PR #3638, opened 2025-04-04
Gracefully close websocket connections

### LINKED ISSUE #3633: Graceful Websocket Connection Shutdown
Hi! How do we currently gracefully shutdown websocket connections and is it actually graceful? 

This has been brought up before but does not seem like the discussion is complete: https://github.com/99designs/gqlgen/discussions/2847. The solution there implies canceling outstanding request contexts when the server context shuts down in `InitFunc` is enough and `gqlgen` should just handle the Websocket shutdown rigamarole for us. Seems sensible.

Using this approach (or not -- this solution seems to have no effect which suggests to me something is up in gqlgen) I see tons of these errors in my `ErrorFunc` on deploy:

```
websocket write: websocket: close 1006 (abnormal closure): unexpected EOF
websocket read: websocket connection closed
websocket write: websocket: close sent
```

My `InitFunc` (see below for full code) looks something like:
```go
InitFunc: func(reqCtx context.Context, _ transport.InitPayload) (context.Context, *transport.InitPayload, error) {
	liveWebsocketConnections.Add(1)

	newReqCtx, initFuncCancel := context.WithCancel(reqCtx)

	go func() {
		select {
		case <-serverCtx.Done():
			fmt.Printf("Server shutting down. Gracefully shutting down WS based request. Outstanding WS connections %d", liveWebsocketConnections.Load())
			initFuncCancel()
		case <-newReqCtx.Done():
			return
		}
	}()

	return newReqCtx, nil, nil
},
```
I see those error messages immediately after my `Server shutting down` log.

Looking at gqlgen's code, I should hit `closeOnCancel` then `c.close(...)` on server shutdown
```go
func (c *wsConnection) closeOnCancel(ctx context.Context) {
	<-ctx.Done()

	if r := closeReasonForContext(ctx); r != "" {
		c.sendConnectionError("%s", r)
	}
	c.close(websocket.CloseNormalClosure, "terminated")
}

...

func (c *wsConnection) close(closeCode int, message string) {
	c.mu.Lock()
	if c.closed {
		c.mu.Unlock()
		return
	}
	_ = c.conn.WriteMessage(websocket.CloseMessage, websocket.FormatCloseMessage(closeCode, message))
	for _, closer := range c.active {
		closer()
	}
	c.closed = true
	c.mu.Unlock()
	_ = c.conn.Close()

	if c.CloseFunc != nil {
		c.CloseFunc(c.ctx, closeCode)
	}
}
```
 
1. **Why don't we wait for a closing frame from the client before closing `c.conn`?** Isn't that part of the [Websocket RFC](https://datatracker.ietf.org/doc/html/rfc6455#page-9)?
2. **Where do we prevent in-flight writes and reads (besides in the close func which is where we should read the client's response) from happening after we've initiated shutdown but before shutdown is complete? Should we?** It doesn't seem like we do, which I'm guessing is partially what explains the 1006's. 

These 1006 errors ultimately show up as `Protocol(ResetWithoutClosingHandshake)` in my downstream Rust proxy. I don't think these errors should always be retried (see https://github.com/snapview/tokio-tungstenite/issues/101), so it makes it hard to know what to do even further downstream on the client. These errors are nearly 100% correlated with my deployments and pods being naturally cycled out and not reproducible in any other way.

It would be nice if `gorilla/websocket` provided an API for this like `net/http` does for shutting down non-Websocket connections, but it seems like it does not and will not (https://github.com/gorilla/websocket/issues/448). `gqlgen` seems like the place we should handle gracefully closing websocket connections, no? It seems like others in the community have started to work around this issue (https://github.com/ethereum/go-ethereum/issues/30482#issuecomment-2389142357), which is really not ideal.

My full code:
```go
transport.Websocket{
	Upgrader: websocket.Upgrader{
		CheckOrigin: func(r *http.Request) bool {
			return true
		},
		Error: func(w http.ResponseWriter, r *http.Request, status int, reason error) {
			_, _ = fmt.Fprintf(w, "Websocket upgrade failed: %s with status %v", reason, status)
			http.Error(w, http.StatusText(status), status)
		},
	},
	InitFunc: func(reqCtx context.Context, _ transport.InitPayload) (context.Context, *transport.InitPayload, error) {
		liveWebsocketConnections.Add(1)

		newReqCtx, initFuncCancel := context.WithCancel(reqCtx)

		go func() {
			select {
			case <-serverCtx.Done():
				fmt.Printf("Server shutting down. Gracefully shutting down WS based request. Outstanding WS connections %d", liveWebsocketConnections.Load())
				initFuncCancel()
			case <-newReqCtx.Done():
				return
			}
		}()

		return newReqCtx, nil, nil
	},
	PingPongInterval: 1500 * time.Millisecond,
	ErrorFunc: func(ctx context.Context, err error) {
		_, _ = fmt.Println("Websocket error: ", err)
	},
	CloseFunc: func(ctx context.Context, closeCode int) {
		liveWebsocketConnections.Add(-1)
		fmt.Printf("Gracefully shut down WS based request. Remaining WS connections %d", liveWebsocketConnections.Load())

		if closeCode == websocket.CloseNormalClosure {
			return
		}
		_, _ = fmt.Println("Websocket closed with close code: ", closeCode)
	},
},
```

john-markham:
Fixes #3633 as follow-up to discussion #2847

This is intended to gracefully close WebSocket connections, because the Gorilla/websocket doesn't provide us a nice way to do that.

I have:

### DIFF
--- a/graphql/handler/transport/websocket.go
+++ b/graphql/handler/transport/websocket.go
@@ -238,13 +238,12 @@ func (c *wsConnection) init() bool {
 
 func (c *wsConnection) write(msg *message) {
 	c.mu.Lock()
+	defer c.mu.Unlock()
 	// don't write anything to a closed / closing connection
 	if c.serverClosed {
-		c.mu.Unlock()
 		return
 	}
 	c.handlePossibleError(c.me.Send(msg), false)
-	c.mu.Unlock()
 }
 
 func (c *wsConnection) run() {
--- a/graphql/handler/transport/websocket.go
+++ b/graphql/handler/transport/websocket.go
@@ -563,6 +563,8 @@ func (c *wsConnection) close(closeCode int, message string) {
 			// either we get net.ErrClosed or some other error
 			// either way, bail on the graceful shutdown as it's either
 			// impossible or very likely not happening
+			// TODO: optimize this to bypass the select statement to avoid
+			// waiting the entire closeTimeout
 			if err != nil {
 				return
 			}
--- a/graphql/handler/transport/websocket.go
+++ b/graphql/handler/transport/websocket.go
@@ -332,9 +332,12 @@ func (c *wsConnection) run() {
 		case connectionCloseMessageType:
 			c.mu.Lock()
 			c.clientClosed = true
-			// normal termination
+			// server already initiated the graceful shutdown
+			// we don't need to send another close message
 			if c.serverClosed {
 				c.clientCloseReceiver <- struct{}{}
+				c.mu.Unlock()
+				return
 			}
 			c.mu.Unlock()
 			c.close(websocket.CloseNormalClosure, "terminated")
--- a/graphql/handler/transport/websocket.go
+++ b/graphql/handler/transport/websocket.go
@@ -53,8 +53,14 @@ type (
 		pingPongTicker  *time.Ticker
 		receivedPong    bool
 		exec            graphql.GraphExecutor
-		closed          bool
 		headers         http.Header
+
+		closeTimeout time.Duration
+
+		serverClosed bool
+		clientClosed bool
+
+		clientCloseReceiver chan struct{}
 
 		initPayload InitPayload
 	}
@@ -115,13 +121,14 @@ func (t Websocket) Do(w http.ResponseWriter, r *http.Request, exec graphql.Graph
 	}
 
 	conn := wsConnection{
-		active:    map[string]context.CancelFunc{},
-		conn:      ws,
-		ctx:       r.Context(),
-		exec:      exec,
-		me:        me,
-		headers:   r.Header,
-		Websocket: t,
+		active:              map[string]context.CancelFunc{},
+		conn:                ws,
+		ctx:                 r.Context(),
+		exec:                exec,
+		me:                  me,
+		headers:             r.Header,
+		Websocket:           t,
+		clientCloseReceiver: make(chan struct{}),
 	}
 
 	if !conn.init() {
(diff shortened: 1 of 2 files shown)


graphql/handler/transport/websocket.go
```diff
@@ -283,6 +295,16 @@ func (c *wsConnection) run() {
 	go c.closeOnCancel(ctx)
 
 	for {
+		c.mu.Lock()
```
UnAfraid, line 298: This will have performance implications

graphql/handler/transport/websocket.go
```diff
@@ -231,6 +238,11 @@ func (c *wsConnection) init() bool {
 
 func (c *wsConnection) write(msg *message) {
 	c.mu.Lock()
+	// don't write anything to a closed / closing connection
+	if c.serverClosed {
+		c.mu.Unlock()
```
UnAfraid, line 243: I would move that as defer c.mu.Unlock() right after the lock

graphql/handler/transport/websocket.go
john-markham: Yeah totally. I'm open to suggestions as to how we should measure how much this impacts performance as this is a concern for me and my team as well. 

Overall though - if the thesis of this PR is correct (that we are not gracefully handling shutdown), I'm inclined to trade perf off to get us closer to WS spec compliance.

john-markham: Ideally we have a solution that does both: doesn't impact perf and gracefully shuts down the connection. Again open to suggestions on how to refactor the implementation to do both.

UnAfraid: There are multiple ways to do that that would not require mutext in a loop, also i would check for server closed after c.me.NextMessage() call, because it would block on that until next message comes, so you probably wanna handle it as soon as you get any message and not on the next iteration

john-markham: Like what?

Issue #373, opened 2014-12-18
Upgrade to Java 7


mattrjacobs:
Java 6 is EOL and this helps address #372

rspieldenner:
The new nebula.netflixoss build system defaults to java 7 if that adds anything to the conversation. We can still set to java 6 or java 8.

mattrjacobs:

**Work required:**
Every line of the listing that includes the word "performance" must be copied.

**Response to this exercise:**
UnAfraid, line 298: This will have performance implications
john-markham: Yeah totally. I'm open to suggestions as to how we should measure how much this impacts performance as this is a concern for me and my team as well. 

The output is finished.